(Collected data entries)
PR #825, opened 2019-11-06
Save and restore properly the proposal vertical scroll

dgdavid:
## The problem

The proposal installation summary back to the top after performing any change, not preserving the scroll.

* Related to the behavior described at https://bugzilla.suse.com/show_bug.cgi?id=1143558
* https://trello.com/c/ZocPUtvz/1330-3-use-save-restore-scrolling-in-installation-proposal

## Why?

The proposal summary, which is being held by a `RichText` widget, is re-drawn after making a change. So, it's actually new content.

## The solution

To use [the new `:VScrollValue` property](https://github.com/libyui/libyui/pull/149) added to the  [libyui](https://github.com/libyui/libyui) RichText widget as part of the [YaST UI improvements](https://gist.github.com/shundhammer/1bc79af7d1a31892bd977678bc2af2c1). Taking into account that the content could be longer or shorter after each change, the solution is not completely perfect but it's perfect enough for most of the time.

## Test

Tested manually via driver update in both, Qt and ncurse.

## Screencasts

<details>
<summary>Before (toggle)</summary>

<hr/>

vscroll_not_restored

</details>

<details>
<summary>After (toggle)</summary>

<hr/>

vscroll_restored

</details>

### DIFF
--- a/package/yast2-installation.changes
+++ b/package/yast2-installation.changes
@@ -1,4 +1,11 @@
 -------------------------------------------------------------------
+Thu Nov 14 09:56:21 UTC 2019 - David Diaz <dgonzalez@suse.com>
+
+- Save and restore the proposal vertical scroll (related to a
+  problem reseting the scroll position reported in bsc#1143558)
+- 4.2.22
+
+-------------------------------------------------------------------
 Sun Nov 10 18:56:53 UTC 2019 - David Diaz <dgonzalez@suse.com>
 
 - Improve the role selection dialog using a new scrollable widget
--- a/package/yast2-installation.spec
+++ b/package/yast2-installation.spec
@@ -16,7 +16,7 @@
 #
 
 Name:           yast2-installation
-Version:        4.2.21
+Version:        4.2.22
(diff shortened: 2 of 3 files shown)


shundhammer:
Oops; one thing left to check: Does yast-installation require the libyui version that introduces this property?

dgdavid:
> Oops; one thing left to check: Does yast-installation require the libyui version that introduces this property?

Yes, it does.

[There is a conflict with `libyui` < 3.8.2](https://github.com/yast/yast-installation/blob/61db415548ff950315c79907ac6582904b206019/package/yast2-installation.spec#L98) and this PR actually _requires_ a libyui > 3.7.0. In fact, [originally the conflict was declared](https://github.com/yast/yast-installation/compare/81c1181b1915831e142a8ae95a029594134170b0..a1b2da05cefb1cdb92c6e0ab23976047a6253219#diff-e8dd2765acbfec5b084347f6e1248121L99), but #827 introduced a _higher_ conflict. so...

To do:
Copy out every line from the data above that has "this" in it.

Output of the exercise:
Oops; one thing left to check: Does yast-installation require the libyui version that introduces this property?
> Oops; one thing left to check: Does yast-installation require the libyui version that introduces this property?
[There is a conflict with `libyui` < 3.8.2](https://github.com/yast/yast-installation/blob/61db415548ff950315c79907ac6582904b206019/package/yast2-installation.spec#L98) and this PR actually _requires_ a libyui > 3.7.0. In fact, [originally the conflict was declared](https://github.com/yast/yast-installation/compare/81c1181b1915831e142a8ae95a029594134170b0..a1b2da05cefb1cdb92c6e0ab23976047a6253219#diff-e8dd2765acbfec5b084347f6e1248121L99), but #827 introduced a _higher_ conflict. so...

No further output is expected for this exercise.